La Iglesia, a través de sus parroquias, sus templos, sus diversas comunidades, algunos medios masivos de comunicación, tanto propios como ajenos, hace un esfuerzo por dar a conocer y ayudar a comprender el sentido y la importancia de este tiempo

Por: EL INFORMADOR

     Estamos iniciando hoy en la Iglesia, un nuevo año litúrgico, y con él, el tiempo denominado de Adviento, un tiempo que todo aquel que cree, sigue y obedece a Jesucristo, el Señor, debería distinguir muy bien en cuanto su significado, su vivencia y su trascendencia.
     La Iglesia, a través de sus parroquias, sus templos, sus diversas comunidades, algunos medios masivos de comunicación, tanto propios como ajenos, hace un esfuerzo por dar a conocer y ayudar a comprender el sentido y la importancia de este tiempo. Sin embargo, por más y muy importantes y valiosos que estos sean, nunca será suficiente la difusión y la explicación correspondiente, que nos lleve a vivir con autenticidad la Navidad, si en nuestros propios ambientes no lo damos a conocer y, sobre todo, no damos testimonio de su vivencia con congruencia.
     Nosotros queremos poner un granito de arena en esa labor, y para el efecto vamos a hacer una breve relación que manifieste la contraposición que hacen el mundo y sus agentes, a los valores del Adviento cristiano, ejercicio que le podríamos denominar El “adviento” del mundo vs. el Adviento cristiano, o se podría explicitar: Cómo se prepara el mundo para la Navidad, a diferencia de cómo debería prepararse una sociedad que se dice ser cristiana.

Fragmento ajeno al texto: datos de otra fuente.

PR #6391, opened 2024-06-05
Add parameters to iterable generics, replace generators with iterables.

wRAR:


scrapy/utils/iterators.py
```diff
@@ -184,10 +181,13 @@ def csviter(
...
-
-    def row_to_unicode(row_: Iterable) -> List[str]:
-        return [to_unicode(field, encoding) for field in row_]
+    if encoding is not None:
+        warn(
+            "The encoding argument of csviter() is ignored and will be removed"
+            " in a future Scrapy version.",
+            category=ScrapyDeprecationWarning,
+            stacklevel=2,
+        )
```
Gallaecio, line 190: Shouldn’t we keep the encoding functionality until we remove the parameter?

Gallaecio (approved):

scrapy/utils/iterators.py
wRAR: The existing encoding functionality requires getting bytes in row_to_unicode(), which can't happen as all this code operates on strings (after `_body_or_str(obj, unicode=True)` converts the input with a hardcoded utf-8 encoding, anyway), so it was a no-op.

wRAR: AFAICS it was for the Py2 code path where `csv_r` produced bytes.

PR #6392, opened 2024-06-05
Add pyupgrade.

wRAR:


.pre-commit-config.yaml
```diff
@@ -22,3 +22,9 @@ repos:
   - id: blacken-docs
     additional_dependencies:
     - black==24.2.0
+- repo: https://github.com/asottile/pyupgrade
+  rev: v3.15.2
+  hooks:
+  - id: pyupgrade
+    args: [--py38-plus, --keep-runtime-typing]
+    exclude: scrapy/__init__.py
```
Gallaecio, line 30: Should we add a comment to explain the reasoning for this exclusion?

wRAR: Done.

Alternatively, we can remove that check.

Gallaecio: I’m +0.5 to remove it, given pip has supported `python_requires` in `setup.py` [for ~7.5 years](https://pip.pypa.io/en/stable/news/#v9-0-0), but I am OK merging as is.

Gallaecio (approved):

Issue #6677, opened 2025-02-15
Provide a full list of asynchronous APIs


wRAR:
While we have a list of specifically coroutine APIs on https://docs.scrapy.org/en/latest/topics/coroutines.html#supported-callables it would be nice to have a list that additionally includes Deferred-based APIs, as in most cases they provide the same benefit to the user with just a small amount of glue code.

shinhonggwan:
Hello, I would like to contribute to this issue for my university project.

wRAR:
@shinhonggwan you can try but I'm not sure it's a good idea without being familiar with the codebase.

wRAR:
I've looked through the Scrapy code and hopefully found everything. Now the question is which of these we want to mention.


# Scrapy functions that user code can call

*Italic* denotes functions that are unlikely to be useful for user code.

## Returns a Deferred

- The crawler (`Crawler`):
    - `crawl()`
    - `stop()`
- `CrawlerRunner`:
    - `crawl()`
    - `stop()`
    - `join()`
- The engine (`ExecutionEngine`):
    - `start()`
    - `stop()`
    - `close()`
    - `download()`
    - *`open_spider()`*
    - *`close_spider()`*
- The scheduler (pluggable via the `SCHEDULER` setting, `Scheduler` by default, available as `crawler.engine.slot.scheduler`):
    - *`open()`*
    - *`close()`*
- The scraper (available as `engine.scraper`):
    - *`open_spider()`*
    - *`close_spider()`*
    - *`enqueue_scrape()`*
    - *`call_spider()`*
    - *`handle_spider_output()`*
    - *`start_itemproc()`*
- The downloader (pluggable via the `DOWNLOADER` setting, `Downloader` by default, available as `crawler.engine.downloader`):
    - `fetch()`
- The signal manager (`SignalManager`, available as `crawler.signals`):
    - `send_catch_log_deferred()`
- All subclasses of `MiddlewareManager` (`DownloaderMiddlewareManager`, `ExtensionManager`, `ItemPipelineManager`, `SpiderMiddlewareManager`):
    - *`open_spider()`*
    - *`close_spider()`*
- The downloader middleware manager (`DownloaderMiddlewareManager`, available as `crawler.engine.downloader.middleware`):
    - *`download()`*
- The spider middleware manager (`SpiderMiddlewareManager`, available as `crawler.engine.scraper.spidermw`):
    - *`scrape_response()`*
    - *`process_start_requests()`*
[...]

PR #6734, opened 2025-03-15
More docs about Deferred<->Future interoperability.

wRAR:
This improves the docs about wrapping deferreds, adds docs about wrapping futures and leaves a place for a list of deferred APIs for #6677


Gallaecio (approved):
:heart:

     En primer lugar, y estando de acuerdo en que el Adviento es para prepararse a la llegada de la Navidad, veamos lo esencial y preguntémonos qué significa la Navidad. Y no es otra cosa que la conmemoración y la actualización del misterio más grande de la humanidad, que es la encarnación y el nacimiento de el niño Jesús, quien es Dios hecho hombre, enviado por el Padre para salvar al mundo de su condenación eterna.
     Y resulta que el “adviento” del mundo nos habla de un gran mercantilismo, y así aunque exista crisis económica y financiera mundial, muchos --aunque sean artículos menos costosos que en otras ocasiones-- harán el gasto para regalar algo a familiares, amigos, compañeros, etc., no importando, incluso, si  resultan útiles o del gusto de los beneficiarios. De hecho, es sabido que en estos días muchos han dejado de realizar compras, aun de cosas necesarias, con el fin de “ahorrar para los regalos navideños”.
     El “adviento” del mundo también nos impulsa a un consumismo, es decir gastar por gastar, y para ello bombardea las conciencias de las personas, a través de anuncios manipuladores por su mensaje; la tecnología usada, muchas veces usando mañas subliminales, y la frecuencia masiva en que se transmiten, etc.; de tal forma que un gran porcentaje de compras son hechas sin reflexionar, obedeciendo solamente al impulso.
     El “adviento” mundano incita, así mismo, a las personas a toda clase de abusos y desórdenes en su vida personal, familiar y social, influyendo para hacerles creer que mientras más se coma, más se beba --especialmente bebidas alcohólicas-- y, como consecuencia, más se desaten las pasiones humanas, se vive y se disfruta más la Navidad.
     En contraposición, el auténtico Adviento, el que celebramos o deberíamos de celebrar los cristianos, significa un tiempo de preparación en todas las dimensiones, pero de manera especial la espiritual, ya que esperamos a un Dios, no que ya vino y se fue, sino que viene constantemente a nuestra vida.
     Por ello nuestra actitud en esta espera debe ser, entonces: estar firmes, no dejarse llevar por las falsas ideologías y los errores del tiempo, no sucumbir a la tentación del paraíso en la tierra, no perder nunca de vista la patria definitiva, los ojos fijos en la eternidad.
     Un ingrediente de la firmeza deberá ser la vigilancia, según nos lo recomienda el Señor en el Evangelio de hoy. Vigilar para que no pase inadvertido el momento de Dios. Vigilancia que debe unirse con la sobriedad: ser sobrio es no abusar de las cosas de este mundo, no echar raíces demasiado profundas en esta tierra, porque este mundo es finito (es decir, tiene fin).